Single by Bad Bunny

from the album Debí Tirar Más Fotos
- Language: Spanish
- English title: "The Club"
- Released: December 5, 2024
- Genre: House
- Length: 3:42
- Label: Rimas
- Songwriters: Benito Martínez; Marco Borrero; Scotty Dittrich;
- Producers: MAG; La Paciencia; Saox; Uv Killin Em; Scotty Dittrich; the Change; Julia Lewis; Mick Coogan; Aidan Cullen;

Bad Bunny singles chronology
| "Qué Pasaría..." (2024) | "El Clúb" (2024) | "Pitorro de Coco" (2024) |

Music video
- "El Clúb" on YouTube

= El Clúb =

"El Clúb" [sic] (stylized as "EL CLúB"; ) is a song by Puerto Rican rapper Bad Bunny.
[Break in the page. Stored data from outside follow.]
PR #124, opened 2014-01-10
Refactor tests and increase coverage

leplatrem:


daybed/tests/test_backend.py
```diff
@@ -2,7 +2,7 @@
 try:
     from unittest2 import TestCase
 except ImportError:
-    from unittest import TestCase
+    from unittest import TestCase  # flake8: noqa
```
Natim, line 4: I think you may upgrade your flake instead.

daybed/tests/test_schemas_geom.py
```diff
@@ -4,31 +4,61 @@
...
+        self.schema = schemas.PointField.definition()
+        definition = self.schema.deserialize(
             {'name': 'location',
              'type': 'point'})
+        self.validator = schemas.PointField.validation(**definition)
 
-        validator = schemas.PointField.validation(**definition)
-        self.assertEquals([0.4, 45.0], validator.deserialize('[0.4, 45.0]'))
-        self.assertEquals([0, 45], validator.deserialize('[0, 45]'))
+    def test_coordinates_as_float_or_integer(self):
```
almet: That's not blocking, but I generally find it more readable to have the test method named after a sentence. `test_coordinates_are_deserialized_as_floats_or_integers`.

But that's a matter of taste, I believe. (regarding some other tests, that may be more consistent)

almet:
r+ LGTM

almet:
As a side note, I wonder if coveralls is doing its job the right way. It says +0.77% (almost nothing).

It has been disabled on getpelican/pelican because of its lack of useful information on the PRs.

leplatrem:
I disabled coveralls on pull-requests.

PR #125, opened 2014-01-12
Use constants for default user and policies

leplatrem:


Natim:
Nice Thx :)

daybed/acl.py
```diff
@@ -10,6 +10,19 @@
 from daybed import logger
 
 
+USER_EVERYONE = 'system.Everyone'
+USER_AUTHENTICATED = 'system.Authenticated'
```
almet, line 14: These `system.*` are already provided by pyramid, why not directly use them? (they are the same as defining constants)

almet:
I don't think using a constant is useful here. That's a concept coming from pyramid and they in some sense define the usage of this term.

If we want we can use constants rather than strings, see http://docs.pylonsproject.org/projects/pyramid/en/latest/api/security.html?highlight=everyone#constants

almet:
I wouId suggest we backoff this commit and do it again :)

PR #668, opened 2023-05-18
fix(server hooks): preunpublishhook added to table

JSchenk8:
Added the preUnpublishHookAsync to the table of publish hooks. 

The rest of the documentation is pretty good IMO, but I don't know if we can make it possible to search for hooks in the documentation search bar. As it is, 'preparepublishhook' or any other function name don't return anything. Any ideas @DaRaFF ?


DaRaFF (approved):
I found a solution :-)  -> https://livingdocs.slack.com/archives/C4TGTEC3F/p1684764722109699

PR #675, opened 2023-06-12
Add menu tool guide

dfreier:


content/guides/editor/menu-tool/index.md
```diff
@@ -0,0 +1,138 @@
...
+weight: 4
+---
+
+The idea is to use the [`li-tree`]({{< ref "/reference/document/metadata/metadata-plugin-list#li-tree">}}) metadata plugin on a Data Record to define a menu tree structure along with additional metadata.
+Since each menu is just a document, it can be shown in dashboards and referenced in other documents.
+As with all documents in Livingdocs, this is a way to express what the content is, but not how it is rendered.
+
+Possible use cases can be:
+- Top-level navigations in delivery frontends
+- Navigation menus within different topic pages
```
benib, line 13: In this case, the `li-tree` would probably be configured on the page itself, instead of being a separate data record that is then referenced.

benib (approved):
👍 Could it be that the data-record used for the screenshots has no publish control configuration, therefore it shows the old prepare publish flow style UI?

If so, I would update this.
Otherwise, this is cool. Could be extended with some information about how to access this Menu via Public API with the new search query parameters. @ajwild knows the details there probably.

content/guides/editor/menu-tool/index.md
dfreier: What I had in mind here would be something like a menu include service that can reference a menu document and can be placed in the editor and shared across pages.
But I can also remove this use cases section if it produces more questions than answers 😄

dfreier:
> 👍 Could it be that the data-record used for the screenshots has no publish control configuration, therefore it shows the old prepare publish flow style UI?

Yes, gonna update it.

> If so, I would update this. Otherwise, this is cool. Could be extended with some information about how to access this Menu via Public API with the new search query parameters. 

I'll check with Alex 👍

ajwild:
Does this need an `added-in release-2023-07` at the top of the guide, or was it possible before then (except the Public API part)?

dfreier:
Everything was also possible before 👍

PR #676, opened 2023-06-12
Add li-tree multilang docs

dfreier:


benib (approved):
If I see this correctly, the `multilang` config option to turn the multilang on is not mentioned. My understanding is, that this is needed (an rightly so) to turn on multilanguage for li-tree.
Otherwise, this looks perfect 👍

dfreier:
I added the option in the sample config above, but I could loose a few words on that in the dedicated section too 👍

PR #690, opened 2023-06-30
fix(push messages): li string list added

JSchenk8:
Added the compatibility for li-string-list to li-push-messages paramsSchema


dfreier (approved):
❤️

PR #694, opened 2023-07-03
Metadata Refactor

ajwild:
The Metadata Plugin List has been changed to a dynamically rendered section template based on individual plugin files which contain specific front matter (metadata) that describes each plugin. The path has been updated from `/reference/document/metadata/metadata-plugin-list` to `/reference/document/metadata/plugins`, with all links updated to point to the new location, and a redirect added to forward anyone with the old link. The new directory structure allows us to have paths to plugins such as `/reference/document/metadata/plugins/li-tree`.

The individual metadata files aren't perfect yet, but we can iterate on the files now that they exist:
- Write any missing summaries and descriptions
- Replace links to GitHub images
- Add more details about indexing 
- Add more details about searching
- Maybe split the "Default UI" section into multiple sections for the metadata form, dashboard cells, side panels etc.

I shared some template code using themes/hugo-docs/layouts/partials/default-above-content.html and themes/hugo-docs/layouts/partials/default-below-content.html. It might be possible to use [Base Templates and Blocks](https://gohugo.io/templates/base/) to do this properly, but I've had enough of Hugo for now!


content/reference/document/metadata/plugins/li-boolean.md
```diff
@@ -0,0 +1,37 @@
...
+  reference:
+    parent: Metadata Plugins
+summary: A simple Boolean value store, represented in the UI with a checkbox which you can toggle on/off.
+support:
+  document: true
+  media: true
+  tableDashboard: true
+  include: true
+  displayFilter: false
+  searchFilter: true
```
DaRaFF, line 14: When `searchFilter` or `searchSort` is supported/true, what does that exactly mean?
Do you think it makes sense to add some more info on what a supported function means?

content/reference/document/metadata/plugins/li-color.md
```diff
@@ -0,0 +1,46 @@
+---
+title: li-color
+type: metadata-plugins
+menus:
+  reference:
+    parent: Metadata Plugins
+summary: Single category selection.
```
DaRaFF, line 7: thats obviously wrong :-)

DaRaFF (approved):
I like the new structure and approach and we can go for it 👍 

I didn't go into detail and controlled every plugin if the content is correct. I assume your goal is to provide the new structure/setup and the fine detail for every plugin can be done later. If not, you have to make another request to me.

I see 2 disadvantages of that approach (which is fine for me at the moment)
- flexibility of content (but we want to have standardized plugin descriptions anyway)
- comprehensibility of code (a core dev now needs to understand what is possible based on the existing plugins or the hugo templates)

content/reference/document/metadata/plugins/li-boolean.md
benib: Not 100% sure about the wording here. Would it make sense to go with `baseFilter` instead? Or `dynamic indexing`?
In other contexts, we keep explaining the difference between displayFilter and `baseFilter`, so I believe we should either push very hard to rename `baseFilter` to `searchFilter` or explain the difference very good (are we using `searchFilter` on the public API search endpoints?).

ajwild: I've updated `searchFilter` to a `dynamicIndexing` property, and I've removed `searchSort`. We can easily link to some additional documentation from the template if needed. I'll get this merged and then ask Sven to take a look, as there's probably something better we can be doing at the top of each document than a simple table.

PR #702, opened 2023-07-06
Tidy up the use of release shortcodes

ajwild:
I don't think we need to tell people that certain functionality was added in 2021 any more. I propose that we only include `added-in` for the previous three releases, so now it would be March, May, and July. This allows customers the time to upgrade to one of the two supported releases. In two months we can go through and delete the `added-in` for March  and so on.

The `removed-in` shortcode should be deleted with the same timeline, but `deprecated-in` will likely hang around much longer until we actually make the breaking change. I think there may be numerous instances where we say something is deprecated in the documentation, but it was never communicated to customers through the release notes, so we need to be careful about this.

I have also tried to make sure that wherever we mention a release we use the relevant shortcode so that it's easier to maintain this going forward.


DaRaFF (approved):
nice, thx 👍

PR #710, opened 2023-07-14
Improve metadata search

ajwild:
- Added `npm` scripts for quicker production testing
- Fixed `keywords` not used for page search results (they were only used sections)
- Added 'Metadata Plugin' as a keyword for all metadata plugins for a little boost
- Moved section titles to `subtitle` property for customisable boost value
- Renamed 'Metadata Plugins' back to 'Metadata Plugins List'
- Applied boost values to fields during indexing to help simplify the search code
- Use the highest score from a page instead of adding sections together
- Fix link styles on Metadata Plugins List page

### DIFF
--- a/bin/build-index.js
+++ b/bin/build-index.js
@@ -1,7 +1,7 @@
 const fs = require('fs')
 const {Parser} = require("htmlparser2")
 const {DomHandler} = require("domhandler")
-const {getText, hasAttrib, getAttributeValue} = require('domutils')
+const {getText, hasAttrib, getAttributeValue, textContent} = require('domutils')
 
 buildIndex('./public/search.json')
 
@@ -14,37 +14,18 @@ function buildIndex (file) {
   fs.writeFileSync(file, JSON.stringify(index))
 }
 
-function parseDocument (index, {url, section, categories, title, description, body, keywords}) {
-  const dom = getDom(body)
-
-  let current = {
-    url,
-    section,
-    categories,
-    title,
-    description: description || '',
-    body: '',
-    keywords: ''
-  }
-
+function parseDocument (index, data) {
+  const dom = getDom(data.body)
+  let current = prepareDataForIndex(data)
   index.push(current)
+
   for (const elem of dom) {
     if (elem.type === 'text') {
       if (!elem.data.trim()) continue
       current.body += `\n${elem.data.trim()}`
     } else if (elem.type === 'tag') {
       if (elem.name.startsWith('h')) {
-        const sectionTitle = getText(elem).trim()
-        current = {
-          url: hasAttrib(elem, 'id') ? `${url}#${getAttributeValue(elem, 'id')}` : url,
-          section: section,
-          categories,
-          title: sectionTitle,
-          description: sectionTitle === title ? (description || '').trim() : '',
-          body: '',
-          keywords: (keywords || []).join(', ')
-        }
-
+        current = prepareDataForIndex(data, elem)
         index.push(current)
       } else {
         current.body += `\n${getText(elem)}`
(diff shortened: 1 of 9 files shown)


bin/build-index.js
```diff
@@ -14,45 +14,54 @@ function buildIndex (file) {
...
-  console.log('Processed document %s: %s', title, url)
+  console.log('Processed document %s: %s', data.title, data.url)
+}
+
+function prepareDataForIndex (data, elem) {
+  // Keyword customisations
+  const additionalKeywords = []
+  if (data.type === 'metadata-plugins') {
+    additionalKeywords.push('Metadata Plugin')
+  }
```
ajwild, line 44: We could add this string to all the metadata plugin documents if we want it to be more transparent.

package.json
```diff
@@ -10,11 +10,14 @@
     "glob": "^10.0.0",
     "htmlparser2": "^9.0.0",
     "lunr": "^2.3.9",
-    "opener": "^1.5.2"
+    "opener": "^1.5.2",
+    "serve": "^14.2.0"
```
ajwild, line 14: We don't need to add the dependency, we could use `npx` instead, or we can use another dependency if people have a preference.

themes/hugo-docs/assets/search.js
```diff
@@ -66,10 +64,12 @@ function searchInIndex (index, {query, filterTags, limit}) {
...
         score: 0,
         results: [],
-        title: `${tags}${doc.title === ref.title ? '' : `<a href="${documentUrl}" class="search-results-document__title">${doc.title}</a>`}`
+        title: `${tags}${doc.title === (titleOrSubtitle) ? '' : `<a href="${documentUrl}" class="search-results-document__title">${doc.title}</a>`}`
       }
       byDoc[documentUrl].results.push({url, title, description})
-      byDoc[documentUrl].score += match.score
+			if (match.score > byDoc[documentUrl].score) {
+				byDoc[documentUrl].score = match.score
+			}
```
ajwild, line 72: This change made a massive difference. Otherwise large pages always ended up at the top of results, above exact matches for a title.

ajwild (commented):
I tried a lot of this, including editing the stopwords list, for example excluding 'li' from the index because it appears everywhere. I'm not sure it makes a big difference, but I can share the code as it's only 2 lines. I also tried replacing the built-in tokenizer so that it would also do exact matches for hyphenated values like 'li-text', but the results weren't massively different. In the end I feel the results are much better now without too much manipulation of internal lunr functions.

Feel free to try `npm run build:fast` and then `npm run start:production` to compare the search results to production.

themes/hugo-docs/assets/search.js
marcbachmann: Yes, this most likely broke the bm25 score. To fix the scores a bit, we could index all the text separate and the headings separately with priorization. 

But to link to specific sections, we'd need a secondary index with two sequential searches.

I'm thinking about doing something similar in our elasticsearch index:
```js
{
  url: '/some-page',
  h1: ['Some Page Title'],
  h2: ['Some subtitle', 'Second subtitle'],
  h3: ['Another subtitle'],
  text: ['Paragraph 1', 'Paragraph 2']
}
```

marcbachmann: But then it might not find sections as well as we do it now.

marcbachmann (approved):

marcbachmann:
just saw that `registerInitializedHook` doesn't result in a search match. But this was already broken before. Might need some investigation whether we should apply some normalization before indexing. 🤔

can't find it in the search.json despite that it's a title 🤔 
we should at least add it to the section text.

ajwild:
> just saw that `registerInitializedHook` doesn't result in a search match

That's because `.` is not a word separator in lunr, only space or hyphen. It's easy to change the regular expression. If you search for "liServer.registerInitializedHook" you'll find it.

PR #712, opened 2023-07-17
Add mediaLibrary.image.processing.failOn to server config

ajwild:
Relations:
 - Related PR: https://github.com/livingdocsIO/livingdocs-server/pull/5909


marcbachmann:
just saw that `registerInitializedHook` doesn't result in a search match. But this was already broken before. Might need some investigation whether we should apply some normalization before indexing. 🤔

marcbachmann:
can't find it in the search.json despite that it's a title 🤔

PR #713, opened 2023-07-17
Separate search strings on any non-word character

ajwild:
Relations:
- Related PR: https://github.com/livingdocsIO/documentation/pull/710

This allows matches for "registerInitializedHook", when previously you would need to search for "liServer.registerInitializedHook".

This needs some testing before merging.


marcbachmann (approved):

ajwild:
The hyphen was always in the separator regular expression, so "release-2023-07" would have been split into three tokens anyway. I'll merge and we can see if we notice any strange behaviour in the real world!

PR #715, opened 2023-07-20
Metadata display filters

benib:
Nice system with this metadata table.
I believe showing support for display filters would be cool? Or is there a specific reason not to?


ajwild:
I had added a Display Filters column originally, along with Dynamic Indexing, but I discussed with someone and the decision was that there were too many columns and it was overwhelming. So we cut back to the core columns. I have no strong feelings either way. I guess we need to make a decision on how many columns is too many columns.

marcbachmann:
We've added this in https://github.com/livingdocsIO/documentation/pull/737

PR #716, opened 2023-07-27
Add more breaking changes to Angular Migration plan

ajwild:
I found these two in the console logs, so I figured they should be added to the documentation.


benib (approved):

content/customising/angular-migration/_index.md
```diff
@@ -40,5 +40,10 @@ Migrating away from AngularJS can be a complex process, especially if you have a
 ### release-2023-09
 
 🔥 Remove support for Angular Metadata
+🔥 Remove support for Legacy Dashboards
+
+### release-2023-11
+
+🔥 Remove support for Prepare Publish Flow
```
ajwild, line 47: Thinking about it, does Prepare Publish Flow actually have anything to do with AngularJS, or should it just be the legacy dashboards? The legacy dashboards use AngularJS components, right?

DaRaFF: For me, it's fine to mention the Prepare Publish Flow separately. It's still Angular, but the technology doesn't matter. The important thing here is that the feature will not be supported after November.

DaRaFF (approved):

content/customising/angular-migration/_index.md
DaRaFF: If you're strict, you would be not allowed to mention it here, because it has nothing todo with Angular, but again, it's ok for me.

benib: Let's not mention it. You both are right, it has nothing to do specifically with Angular. We should not have too many deprecation lists to maintain.

PR #32, opened 2019-10-29
Add CiviCRM icon to Toolbar

homotechsual:
## Overview
_This PR alters the current invocation of `hook_toolbar()` to pull in a small CSS file to display the CiviCRM icon on the Drupal 8 toolbar. This is important for mobile compatibility where the Toolbar is shrunk to icons only and the CiviCRM item currently disappears or reverts to text only mode. Also used when the toolbar is in an alternative location (e.g: left aligned)._

## Before
_No icon on toolbar_
Before screengrab.

## After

It was released on December 5, 2024, through Rimas Entertainment, as the lead single from his sixth solo studio album, Debí Tirar Más Fotos (2025).

==Music and lyrics==
"El Clúb" is a house track with a fusion of electronic music and plena. It is an "ethereal" track that fuses "pulse-quickening house beats" with a "nostalgic" feel. Lyrically, the song encapsulates "the longing for a life chapter that still holds a special place in memory."

==Music video==
An official music video was released alongside the single on December 5, 2024. Directed by Stillz, the video opens with Bad Bunny in a fur coat entering a packed club where he joins a crowd of beautiful women. After he returns home, a montage of AI-generated images and other “memories” flash across the screen as Bunny wonders, “What could my ex be doing?" The video then fast-forwards to the artist walking away from a house on fire with a box of belongings and finding a spot to bury the memories, placing a Puerto Rican flag on the spot. The video ends with Bad Bunny heading to the 15th floor of a building and the words "DTmF" and "2025", teasing the release of his album.

==Charts==

===Weekly charts===

Weekly chart performance for "El Clúb"
| Chart (2024–2026) | Peak position |
|---|---|
| Argentina Hot 100 (Billboard) | 21 |
| Bolivia (Billboard) | 4 |
| Canada Hot 100 (Billboard) | 89 |
| Central America + Caribbean (FONOTICA) | 13 |
| Chile (Billboard) | 9 |
| Colombia (Billboard) | 10 |
| Costa Rica (FONOTICA) | 9 |
| Ecuador (Billboard) | 4 |
| France (SNEP) | 100 |
| Global 200 (Billboard) | 15 |
| Greece International (IFPI) | 69 |
| Honduras (Monitor Latino) | 12 |
| Italy (FIMI) | 68 |
| Latin America (Monitor Latino) | 15 |
| Mexico (Billboard) | 18 |
| New Zealand Hot Singles (RMNZ) | 40 |
| Panama (PRODUCE) | 43 |
| Peru (Billboard) | 9 |
| Portugal (AFP) | 16 |
| Puerto Rico (Monitor Latino) | 4 |
| Spain (PROMUSICAE) | 3 |
| US Billboard Hot 100 | 27 |
| US Hot Latin Songs (Billboard) | 2 |
| US Hot Latin Rhythm Songs (Billboard) | 9 |
| US Latin Airplay (Billboard) | 2 |

===Year-end charts===

Year-end chart performance for "El Clúb"
| Chart (2025) | Position |
|---|---|
| US Hot Latin Songs (Billboard) | 17 |

==Certifications==

Certifications for "El Clúb"
| Region | Certification | Certified units/sales |
| Portugal (AFP) | Gold | 12,000^{‡} |
| Spain (Promusicae) | Platinum | 60,000^{‡} |
^{‡} Sales+streaming figures based on certification alone.